Dan semua orang jelas membela Tari. Ini pertama kalinya melihat Tari terlibat masalah di sekolah. Tapi Tari bukan orang bodoh yang bisa mereka sepelekan. Ucapan-ucapannya bisa menohok kapan saja.

"Emang Antara anggep lo pacar ya?" Gendis belum berhenti. Gadis itu kembali bertanya dengan nada remeh, seolah memang dia yang paling benar.

"Kenapa kamu harus nanya pertanyaan yang gak perlu kamu tanya? Jangan buang-buang waktu buat nanya hal begitu. Kamu sendiri pasti udah tau jawabannya. Benerin aja hubungan kamu sama pacarmu dulu."

"Udah ya ndis, aku gak mau ini tambah ramai. Aku juga gak marah ke siapa-siapa. Cuma bisa gak, kalo lagi ngomong sama aku gak perlu pakai emosi? Aku gak bakal takut sama kamu, jadi santai aja."

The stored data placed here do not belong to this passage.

PR #193, opened 2020-10-15
Pinhole camera first draft

tuwuhs:
Here's my first draft of the pinhole camera implementation. I based the structure on GTSAM. Some notes:
- Personally I feel like the name `Cal3_S2` is a bit confusing. I think the `3` and `2` seem redundant if we consider a camera to be a mapping from 3D world to 2D image, unless we extend the definition of a camera. Also it isn't immediately apparent what the `_S` part means. Maybe change it to something like `SimpleCalibration` or `CalSimple` or `CalSimpleWithSkew`?
- Not all calibration model has a closed-form inverse, especially for the distortion part. Most models are defined in the `uncalibrate()` direction from normalized coordinate to image coordinate. Requiring `calibrate()` in `CameraCalibration` means that some implementations may need to find solution through iteration. It feels like an additional layer of complexity hidden from user. However, `calibrate()` is needed to implement `backproject()`. I just think it's worth mentioning so that we are aware of the potential issue.

Let me know what you guys think!

### DIFF
--- a/Sources/SwiftFusion/Geometry/Cal3_S2.swift
+++ b/Sources/SwiftFusion/Geometry/Cal3_S2.swift
@@ -34,15 +34,15 @@ public struct Cal3_S2: CameraCalibration, Equatable {
 /// CameraCalibration protocol conformance.
 extension Cal3_S2 {
   @differentiable
-  public func uncalibrate(_ pNormalized: Vector2) -> Vector2 {
+  public func uncalibrate(_ np: Vector2) -> Vector2 {
     Vector2(
-      fx * pNormalized.x + s * pNormalized.y + u0,
-      fy * pNormalized.y + v0)
+      fx * np.x + s * np.y + u0,
+      fy * np.y + v0)
   }
 
   @differentiable
-  public func calibrate(_ pImage: Vector2) -> Vector2 {
-    let (du, dv) = (pImage.x - u0, pImage.y - v0)
+  public func calibrate(_ ip: Vector2) -> Vector2 {
+    let (du, dv) = (ip.x - u0, ip.y - v0)
     let (fxInv, fyInv) = (1.0 / fx, 1.0 / fy)
     return Vector2(
       fxInv * du - s * fxInv * fyInv * dv,
--- a/Sources/SwiftFusion/Geometry/Cal3_S2.swift
+++ b/Sources/SwiftFusion/Geometry/Cal3_S2.swift
@@ -1,6 +1,6 @@
 
 /// The five-parameter camera calibration.
-public struct Cal3_S2: CameraCalibration, Manifold, Equatable {
+public struct Cal3_S2: Manifold, Equatable {
   public typealias Coordinate = Cal3_S2Coordinate
   public typealias TangentVector = Vector5
 
@@ -25,8 +25,8 @@ public struct Cal3_S2: CameraCalibration, Manifold, Equatable {
   }
 }
 
-/// CameraCalibration protocol conformance.
-extension Cal3_S2 {
+/// CameraCalibration conformance.
+extension Cal3_S2: CameraCalibration {
   @differentiable
   public func uncalibrate(_ np: Vector2) -> Vector2 {
     coordinate.uncalibrate(np)
@@ -38,9 +38,9 @@ extension Cal3_S2 {
   }
 }
 
-public struct Cal3_S2Coordinate: ManifoldCoordinate, Equatable {
-  public typealias LocalCoordinate = Vector5
 
+/// Manifold coordinate for Cal3_S2.
+public struct Cal3_S2Coordinate: Equatable {
   /// Focal length in X direction.
   public var fx: Double
 
@@ -85,6 +85,21 @@ public struct Cal3_S2Coordinate: ManifoldCoordinate, Equatable {
   }
 }
 
+/// ManifoldCoordinate conformance.
+extension Cal3_S2Coordinate: ManifoldCoordinate {
+  public typealias LocalCoordinate = Vector5
+
+  @differentiable(wrt: local)
+  public func retract(_ local: Vector5) -> Cal3_S2Coordinate {
+    Cal3_S2Coordinate(asVector() + local)
+  }
+
+  @differentiable(wrt: global)
+  public func localCoordinate(_ global: Cal3_S2Coordinate) -> Vector5 {
+    global.asVector() - asVector()
+  }
+}
+
 /// Operations on a point.
 extension Cal3_S2Coordinate {
   @differentiable
@@ -101,18 +116,5 @@ extension Cal3_S2Coordinate {
     return Vector2(
       fxInv * du - s * fxInv * fyInv * dv,
       fyInv * dv)
-  }
-}
-
-/// ManifoldCoordinate conformance.
-extension Cal3_S2Coordinate {
-  @differentiable(wrt: local)
-  public func retract(_ local: Vector5) -> Cal3_S2Coordinate {
-    Cal3_S2Coordinate(asVector() + local)
-  }
-
-  @differentiable(wrt: global)
-  public func localCoordinate(_ global: Cal3_S2Coordinate) -> Vector5 {
-    global.asVector() - asVector()
   }
 }
--- a/Sources/SwiftFusion/Geometry/Cal3_S2.swift
+++ b/Sources/SwiftFusion/Geometry/Cal3_S2.swift
@@ -104,17 +104,13 @@ extension Cal3_S2Coordinate: ManifoldCoordinate {
 extension Cal3_S2Coordinate {
   @differentiable
   public func uncalibrate(_ np: Vector2) -> Vector2 {
-    Vector2(
-      fx * np.x + s * np.y + u0,
-      fy * np.y + v0)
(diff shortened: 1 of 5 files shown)


ProfFan:
I don't have bandwidth for this right now, but I think `Cal3_S2` should conform to `LieGroup` just like `Pose3`.

tuwuhs:
I think conforming to `Manifold` would make more sense, since we don't compose two calibrations.
In fact making the `Cal3_S2` conform to `ManifoldCoordinate` might be even better, since:
- The tangent vector will be a specific type instead of just a `Vector5`, improving type safety
- We can still make a `Manifold` out of it for doing optimization

Something along the lines of
```swift
public struct Cal3_S2: CameraCalibration, Equatable, ManifoldCoordinate {
  // ...

  public func asVector() -> Vector5 {
    Vector5(fx, fy, s, u0, v0)
  }

  @differentiable(wrt: local)
  public func retract(_ local: Vector5) -> Cal3_S2 {
    CameraCalibration(asVector() + local)
  }

  @differentiable(wrt: global)
  public func localCoordinate(_ global: Cal3_S2) -> Vector5 {
    global.asVector() - asVector()
  }
}

public struct Cal3_S2Manifold: Equatable, Differentiable, Manifold {
  public typealias Coordinate = Cal3_S2
  public typealias TangentVector = Vector5
  public var coordinateStorage: Cal3_S2

  // ...

  public mutating func move(along direction: Vector5) {
    coordinateStorage = coordinateStorage.retract(direction)
  }
}
```

ProfFan:
Note that `ManifoldCorrdinate` is a workaround for some S4TF limitations (for now). Please refer to what `Pose3` is doing with `Pose3Coordinate`. In short, `Foo` conforming to `Manifold` should have a inner `FooCoordinate`.

tuwuhs:
Oh, I didn't know that. OK then I'll add the `Manifold` conformance.

Sources/SwiftFusion/Geometry/Cal3_S2.swift
```diff
@@ -0,0 +1,51 @@
+
+/// The five-parameter camera calibration.
+public struct Cal3_S2: CameraCalibration, Equatable {
+  /// Focal length in X direction.
```
dellaert, line 44: not: make this more compact by doing one-line comments after definition, and getting rid of newlines

Sources/SwiftFusion/Geometry/Cal3_S2.swift
```diff
@@ -0,0 +1,51 @@
...
+  public init() {
+    self.init(fx: 1.0, fy: 1.0, s: 0.0, u0: 0.0, v0: 0.0)
+  }
+}
+
+/// CameraCalibration protocol conformance.
+extension Cal3_S2 {
+  @differentiable
+  public func uncalibrate(_ np: Vector2) -> Vector2 {
+    Vector2(
```
dellaert, line 107: one-liner?

Sources/SwiftFusion/Geometry/Cal3_S2.swift
```diff
@@ -0,0 +1,51 @@
...
+      fx * np.x + s * np.y + u0,
+      fy * np.y + v0)
+  }
+
+  @differentiable
+  public func calibrate(_ ip: Vector2) -> Vector2 {
+    let (du, dv) = (ip.x - u0, ip.y - v0)
+    let (fxInv, fyInv) = (1.0 / fx, 1.0 / fy)
+    return Vector2(
```
dellaert, line 116: one-liner? Do you use a Swift-formatter? I think we conform to Apple style

Sources/SwiftFusion/Geometry/CameraCalibration.swift
```diff
@@ -0,0 +1,14 @@
+
+/// A type for camera calibration parameters.
```
dellaert, line 2: a protocol

Sources/SwiftFusion/Geometry/PinholeCamera.swift
```diff
@@ -0,0 +1,104 @@
...
+
+        return (
+          TangentVector(wTc: dpose, calibration: calibration.zeroTangentVector),
+          dpoint)
+      }
+    )
+  }
+
+  /// Projects a 3D point in the world frame to 2D normalized coordinate and returns intermediate values.
+  func projectToNormalized(_ wp: Vector3) ->
```
dellaert, line 87: I don't think Camera should be doing the conversion to 3D camera coordinates. That is something Pose3 should do

dellaert (changes requested):
Cool! Some nits, but mainly I think you should move Pose transform to Pose3 struct?

Sources/SwiftFusion/Geometry/PinholeCamera.swift
tuwuhs: Do you mean to get rid of the pose transformation in the camera, so that `project()` takes a point in camera coordinate? If we do that then we won't be able to use the optimized custom derivative rule.

Sources/SwiftFusion/Geometry/Cal3_S2.swift
tuwuhs: Will the doc generator be able to parse inline documentation comments?
```swift
  public var fx: Double  /// Focal length in X direction.
  public var fy: Double  /// Focal length in Y direction.
  public var s: Double  /// Skew factor.
  public var u0: Double  /// Image center in X direction.
  public var v0: Double  /// Image center in Y direction.
```

Sources/SwiftFusion/Geometry/Cal3_S2.swift
tuwuhs: I try to make it more readable by splitting the u and v components into separate lines.
```swift
    Vector2(
      fx * np.x + s * np.y + u0,
      fy * np.y + v0)
```
vs.
```swift
    Vector2(fx * np.x + s * np.y + u0,
      fy * np.y + v0)
```
vs.
```swift
    Vector2(fx * np.x + s * np.y + u0, fy * np.y + v0)
```

Sources/SwiftFusion/Geometry/Cal3_S2.swift
tuwuhs: No, I haven't been able to successfully configure `swift-format`. It still complains about incompatible SwiftSyntax. I guess I need to dig deeper into that. Or perhaps can anyone point me in the right direction on how to set it up with s4tf toolchain in Linux?

Sources/SwiftFusion/Geometry/CameraCalibration.swift
tuwuhs: OK.

Sources/SwiftFusion/Geometry/Cal3_S2.swift
dellaert: IDK. Note I can't engage in long review conversations/back and forth. I don't have the time. Just re-request a review when you want me to look at it again, I will do one review now.

Sources/SwiftFusion/Geometry/Cal3_S2.swift
dellaert: Yes, my comment was to make it more readable by making a one-liner

Sources/SwiftFusion/Geometry/Cal3_S2.swift
dellaert: IDK

Sources/SwiftFusion/Geometry/PinholeCamera.swift
dellaert: No. It should *call* a method in Pose3 to do the transformation, which should be differentiable itself.

dellaert (changes requested):
Re-request when ready. Feel free to ignore comments with a reason (but then don't resolve) but avoid back and forth question/answer

dellaert:
Ping :-)

Sources/SwiftFusion/Geometry/PinholeCamera.swift
tuwuhs: I'm already using the `Pose3` group action operator `*` for doing the conversion to 3D camera coordinates. Since it's already differentiable, yes, it works as is without the custom derivative. But it's slow. Looking at the form of the Jacobian, there are repeated computations of 1/z and the normalized coordinates (x/z, y/z). By manually computing the Jacobian we can simplify the expression to reduce the number of redundant computations. I believe this is inline with what's done [in GTSAM](https://github.com/borglab/gtsam/blob/develop/doc/Mathematica/CalibratedCamera.nb).

tuwuhs:
Sorry for the delay, it took me a while to convince myself whether or not we really need that custom derivative.

Sources/SwiftFusion/Geometry/Cal3_S2.swift
tuwuhs: OK, done

dellaert (approved):
Cool! @marcrasi it's enlightening that Tuwuh found he needed to create a custom derivative for vjpProjectToNormalized, as just using differentiable is slow? Might be worth looking into why this is so.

Tari menarik Abel dan menjauh dari kerumunan. Dadanya naik turun, Tari mengatur nafas selama langkahnya.

"Keren. Lo harus gitu Tar!" ucap Abel seraya menepuk bahu Tari.

Gadis itu bingung harus marah atau berterimakasih pada Abel. Tapi jujur saja ia sangat lega bisa bicara seperti itu pada Gendis di depan Antara. Walaupun sempat ragu, tapi Tari bisa mengatakannya dengan lancar.

"Lo liat Antara? Apa dia ngomong? Kan enggak. Lo harus belajar bela diri lo sendiri di depan dia Tar. Kalo lo masih mau pacaran sama dia, seenggaknya lakuin hal kayak tadi."

"Iya-iya," balas Tari seadanya.

***

"Tar tunggu, jangan gitu dong. Aku mau ngomong. Aku bahkan gak tau nanti pulang naik apa, aku susulin kamu sampe rumah karena mau bilang sesuatu."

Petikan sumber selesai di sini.